The Alibaba‑Mama advertising team systematically reduced the size of their CTR models while preserving prediction accuracy. The original models, which occupied several terabytes, were compressed to a few dozen gigabytes, achieving a “small‑but‑powerful” solution.

Two major optimization paths are identified: feature optimization and model‑structure optimization. Feature optimization includes enriching multimodal features, upgrading high‑order features, and introducing dynamic features. Model‑structure optimization involves Transformer‑based sequence modeling and graph‑neural‑network (GNN)‑based architectures. Over years of hardware growth, the CTR models grew both wider and deeper, eventually reaching multi‑terabyte scales.

To make further progress under limited resources, the team focused on compressing the embedding layer, which stores the majority of parameters. Three compression directions are explored:

Row‑dimension (feature‑space) reduction

Column‑dimension (embedding‑vector) reduction

Value‑precision quantization (e.g., FP16/Int8)
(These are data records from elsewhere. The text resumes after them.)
PR #2673, opened 2023-01-26
feat(core): Resumes active jobs on start of job queue

stephhuynh18:


packages/core/src/state-management/job-queue.ts
```diff
@@ -37,22 +38,45 @@ export class JobQueue<T extends Record<any, any>> implements IJobQueue<T> {
...
 
     this.queue = new PgBoss({ db: new PgWrapper(this.dbConnection) })
+    this.queue.on('error', (err) => {
+      this.logger.err(`Error received by queue: ${err}`)
+    })
+  }
+
+  async _getActiveJobIds(): Promise<string[]> {
+    const result = await this.dbConnection.query(
+      `SELECT id FROM pgboss.job WHERE state = 'active' and name IN (${['job1', 'job2']
```
PaulLeCam, line 54: Are `job1` and `job2` constants here please? Can't jobs have other names?

PaulLeCam (approved):
LGTM just wondering about the job names here

packages/core/src/state-management/job-queue.ts
stephhuynh18: yea good catch i missed these when i cleaning up (its supposed to be this.jobs)

PR #2674, opened 2023-01-30
chore(http-client): ensure client can be bundled by webpack

PaulLeCam:
I noticed the HTTP client can't be bundled with webpack because of some deep dependency, which is likely to affect lots of users.
This change adds a step to the `test` script to attempt to bundle the HTTP client with webpack, which should help surface and address the current issue, and avoid similar issues to happen later.


willex (approved):
LGTM - thanks for surfacing!

PR #2679, opened 2023-01-30
feat(core): handle blocks reorganizations when creating sync jobs

PaulLeCam:


packages/core/src/sync/sync-api.ts
```diff
@@ -137,18 +142,28 @@ export class SyncApi implements ISyncApi {
...
-   * @param block
+   * @param event: BlockProofsListenerEvent
    */
-  async _handleBlock(block: Block): Promise<void> {
+  async _handleBlockProofs(event: BlockProofsListenerEvent): Promise<void> {
+    const { block, reorganized } = event
+
+    let fromBlock = block.number
+    if (reorganized) {
+      const previousBlock = await this.provider.getBlock(event.expectedParentHash)
```
stephhuynh18, line 159: Ex. previousHash = block500Hash 
We receive block501. There was a reorg and block501.parent !== previousHash.

If we assume block501 is a block on the main chain, than it's parent will also be a block the main chain. This means that block500Hash would not exist anymore and `fromBlock` would end up being `block.number` (501 in this case). 

We also do not know how far back the reorg happened. In this example the fork could have happened at 490. The most correct way to handle this would be to keep track of all block hashes we have seen and walk back from block501 until we find one that matches one we seen. But we aren't keeping track of all block hashes and this is probably overkill. 

So the easy solution would be to just sync the last X blocks. X can be a constant we set, and can make configurable if needed.

PaulLeCam: Sounds good, thanks for the suggestion!
How many blocks should we go back to then please? Should we use the same value as the number of confirmations?

stephhuynh18: I think number of confirmations should be fine. We can always change it later

PaulLeCam: OK thanks! That's what I used in the latest change if you can have a look please?

stephhuynh18 (approved):

PR #2682, opened 2023-01-30
bug(core) CDB-833: Retry Getting Transaction

dbcfd:
Brings in exponential backoff package to provide exponential backoff behavior when we fail to get a transaction from the anchor. Adds 1 test and updates 1 test to verify this behavior.


packages/core/src/anchor/ethereum/ethereum-anchor-validator.ts
```diff
@@ -171,34 +172,42 @@ export class EthereumAnchorValidator implements AnchorValidator {
...
-        if (!this.ethereumRpcEndpoint) {
-          throw new Error(
-            `Failed to load transaction data for transaction ${txHash}. Try providing an ethereum rpc endpoint`
-          )
-        } else {
-          throw new Error(`Failed to load transaction data for transaction ${txHash}`)
+      const transaction: TransactionResponse = await backOff(async () => {
+        const tx = await this._getTransaction(provider, txHash)
+        if (!tx) {
+          if (!this.ethereumRpcEndpoint) {
```
dbcfd, line 178: @stbrody Due to lack of familiarity, can this endpoint change, or should this check be pulled out of the backoff code?

stbrody: nope, can't change in a running instance, requires a restart to update

packages/core/src/anchor/ethereum/ethereum-anchor-validator.ts
```diff
@@ -171,34 +172,42 @@ export class EthereumAnchorValidator implements AnchorValidator {
...
+            throw new Error(
```
stbrody, line 179: how does the `backOff` function handle if an error is thrown?  Ideally we want to log these errors when they are thrown even if it succeeds on retry

packages/core/src/anchor/ethereum/ethereum-anchor-validator.ts
```diff
@@ -171,34 +172,42 @@ export class EthereumAnchorValidator implements AnchorValidator {
...
-
-      if (!transaction) {
-        if (!this.ethereumRpcEndpoint) {
-          throw new Error(
-            `Failed to load transaction data for transaction ${txHash}. Try providing an ethereum rpc endpoint`
-          )
-        } else {
-          throw new Error(`Failed to load transaction data for transaction ${txHash}`)
+      const transaction: TransactionResponse = await backOff(async () => {
+        const tx = await this._getTransaction(provider, txHash)
```
stbrody, line 176: could we make helper functions for the bodies of the two backOff statements to improve readability?

stbrody (commented):
note tests are failing and need fixing

packages/core/src/anchor/ethereum/ethereum-anchor-validator.ts
```diff
@@ -171,34 +172,42 @@ export class EthereumAnchorValidator implements AnchorValidator {
...
-      const transaction: TransactionResponse = await this._getTransaction(provider, txHash)
-
-      if (!transaction) {
-        if (!this.ethereumRpcEndpoint) {
-          throw new Error(
-            `Failed to load transaction data for transaction ${txHash}. Try providing an ethereum rpc endpoint`
-          )
-        } else {
-          throw new Error(`Failed to load transaction data for transaction ${txHash}`)
+      const transaction: TransactionResponse = await backOff(async () => {
```
stbrody, line 175: we probably want to also set some limits on the backoff behavior.  it looks like there are arguments we can pass to limit the max number of retries and/or how long it retries for

packages/core/package.json
```diff
@@ -65,6 +65,7 @@
     "ajv-formats": "^2.1.1",
     "await-semaphore": "^0.1.3",
     "dids": "^3.4.0",
+    "exponential-backoff": "^3.1.0",
```
stbrody, line 68: Adding @ukstv for any thoughts on the quality of this package and it's a good dependency to add.

stbrody:
@dbcfd what's the status of this PR?  Should we close it?

packages/core/src/anchor/ethereum/ethereum-anchor-validator.ts
dbcfd: Backoff by default is 10 tries. Do we want to lower that?

PR #2683, opened 2023-01-31
feat(core): Limit how many pin requests can be sent to ipfs at once

stbrody:


packages/core/src/store/pin-store.ts
```diff
@@ -5,18 +5,29 @@ import { RunningState } from '../state-management/running-state.js'
 import { Model } from '@ceramicnetwork/stream-model'
 import { IKVStore } from './ikv-store.js'
 import { StreamStateStore } from './stream-state-store.js'
+import { Semaphore } from 'await-semaphore'
+
+const DEFAULT_CONCURRENT_PIN_LIMIT = 10
```
stbrody, line 10: not really sure what's a reasonable default here.  @v-stickykeys do you have any intuition here?

ukstv (approved):

PR #703, opened 2018-08-02
Fixed #692: added SonarCloud to telemetry

### LINKED ISSUE #692: Add SonarCloud flag in telemetry
Telemetry data should show if SonarLint is connected to SonarCloud.
The parameter is: `connected_mode_sonarcloud.`
The value is a boolean: `true/false`

For example:
> "connected_mode_used": true
"connected_mode_sonarcloud": true

Obviously, the parameter can be true only when the connected mode is used.

duncanp-sonar:


src/Integration/Telemetry/TelemetryManager.cs
```diff
@@ -140,7 +140,7 @@ private void EnableAllEvents()
         private TelemetryPayload GetPayload(TelemetryData telemetryData)
         {
             return TelemetryHelper.CreatePayload(telemetryData, DateTimeOffset.Now,
-                solutionBindingTracker.CurrentConfiguration.Mode != NewConnectedMode.SonarLintMode.Standalone);
```
duncanp-sonar: I changed the _CreatePayload_ method to take the binding as a parameter, otherwise the caller would have to work out _isConnected/isSonarCloud_.

src/Integration/Telemetry/TelemetryHelper.cs
```diff
@@ -32,8 +33,25 @@ private static string GetSonarLintVersion()
             return FileVersionInfo.GetVersionInfo(typeof(TelemetryTimer).Assembly.Location).FileVersion;
         }
 
-        public static TelemetryPayload CreatePayload(TelemetryData telemetryData, DateTimeOffset now, bool isConnected)
+        public static bool IsSonarCloud(Uri sonarqubeUri) =>
+            sonarqubeUri?.ToString().Equals("https://sonarcloud.io/", StringComparison.OrdinalIgnoreCase) ?? false;
```
valhristov: Could this be `https://www.sonarcloud.io`?

src/Integration.UnitTests/Telemetry/TelemetryHelper_CreatePayload.cs
```diff
@@ -22,14 +22,26 @@
...
 {
     [TestClass]
     public class TelemetryHelper_CreatePayload
     {
         [TestMethod]
-        public void CreatePayload_Creates_Payload()
+        public void CreatePayload_InvalidArg_Throws()
+        {
+            Action action = () => TelemetryHelper.CreatePayload(null, DateTimeOffset.Now, BindingConfiguration.Standalone);
+            action.Should().Throw<ArgumentNullException>().And.ParamName.Should().Be("telemetryData");
```
Evangelink: It's usually better to use `ThowExactly` IMO.

src/Integration.UnitTests/Telemetry/TelemetryHelper_CreatePayload.cs
```diff
@@ -22,14 +22,26 @@
...
+
+            action = () => TelemetryHelper.CreatePayload(new TelemetryData(), DateTimeOffset.Now, null);
+            action.Should().Throw<ArgumentNullException>().And.ParamName.Should().Be("bindingConfiguration");
```
Evangelink: Same here (`ThrowExactly`).

src/Integration/Telemetry/TelemetryHelper.cs
Evangelink: Is there no better way than comparing the `ToString` of an URI?

duncanp-sonar: Good catch. The browser will redirect to _https://sonarcloud.io_, but if the user types in _https://www.sonarcloud.io_ then that's what we'll store in the file.

Evangelink:
@duncanp-sonar What happened?

duncanp-sonar:
@Evangelink an unrelated time-dependent test failed (one that expected the result to be _x_ plus or minus _y_ milliseconds)

PR #706, opened 2018-08-03
Fixed #686: connection information is ignored

### LINKED ISSUE #686: Connection information is ignored
### Description

If a wrong URL is entered when trying to connect a new application, after the URL is corrected, the old one is still used.

### Repro steps

1. Create new application
2. Open SonarQube pane in Team Explorer, click "Connect..."
3. Enter incorrect URL, such as "http://asdasdasd"
4. Enter user/pass
5. Click Connect, the connection should fail
6. Repeat the process with a correct URL
7. The connection will use the old, wrong URL until VS is restarted.

### Expected behavior

The entered URL after failure should be taken into account.

### Known workarounds

Restart VS

duncanp-sonar:


src/Integration/Connection/ConnectionWorkflow.cs
```diff
@@ -359,10 +359,12 @@ private string GetPluginProjectMismatchErrorMessage(ICollection<EnvDTE.Project>
             return isPluginSupported;
         }
 
-        private static void AbortWorkflow(IProgressController controller, CancellationToken token)
+        private void AbortWorkflow(IProgressController controller, CancellationToken token)
         {
             bool aborted = controller.TryAbort();
             Debug.Assert(aborted || token.IsCancellationRequested, "Failed to abort the workflow");
+
+            this.host.SonarQubeService.Disconnect();
```
duncanp-sonar: If the first connection attempt failed (e.g. because the user entered the wrong URL or credentials), the SonarQubeService was still marked as being connected. Then, if the user tried to reconnect, the connection workflow would not attempt to connect again using the new url/credentials etc.

The simple fix is just to call disconnect whenever the workflow is aborted.

This bug could have been fixed in a different way i.e. by not marking the service as being connected unless the connection is successful. However, that is a more complicated fix, and will probably be a side effect of fixing #696.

The article concentrates on row‑dimension compression, which can be performed online during training and yields orders‑of‑magnitude reduction without loss of accuracy.

Key practical techniques applied in the production environment include:

Relationship Network : Replaces implicit ID‑type cross features with a graph‑based network that models feature interactions using a self‑attention‑like mechanism.

Graph‑based Pre‑training (PCF‑GNN) : Represents features as nodes and interaction statistics as edges, learning explicit cross‑semantic embeddings via edge‑weight prediction.

Multi‑Hash Embedding : Uses multiple hash functions to compress core ID features, achieving near‑collision‑free embeddings while keeping model size in the tens of gigabytes.

Droprank Feature Selection : Integrates dropout‑based feature ranking into model training, enabling simultaneous optimization of feature selection and model performance. An enhanced version (FSCD) incorporates system‑resource priors for balanced efficiency and effectiveness.

Combined with column‑dimension upgrades, heterogeneous‑compute optimizations, and incremental feature pipelines, the CTR model size was reduced from terabyte‑level to dozens of gigabytes. This resulted in a 50% reduction in training time, a 100% increase in online QPS, and the decommissioning of hundreds of machines.

In summary, the systematic engineering practice demonstrates that “small‑and‑beautiful” models are feasible for large‑scale advertising CTR prediction, provided that resource‑aware feature and model compression strategies are employed.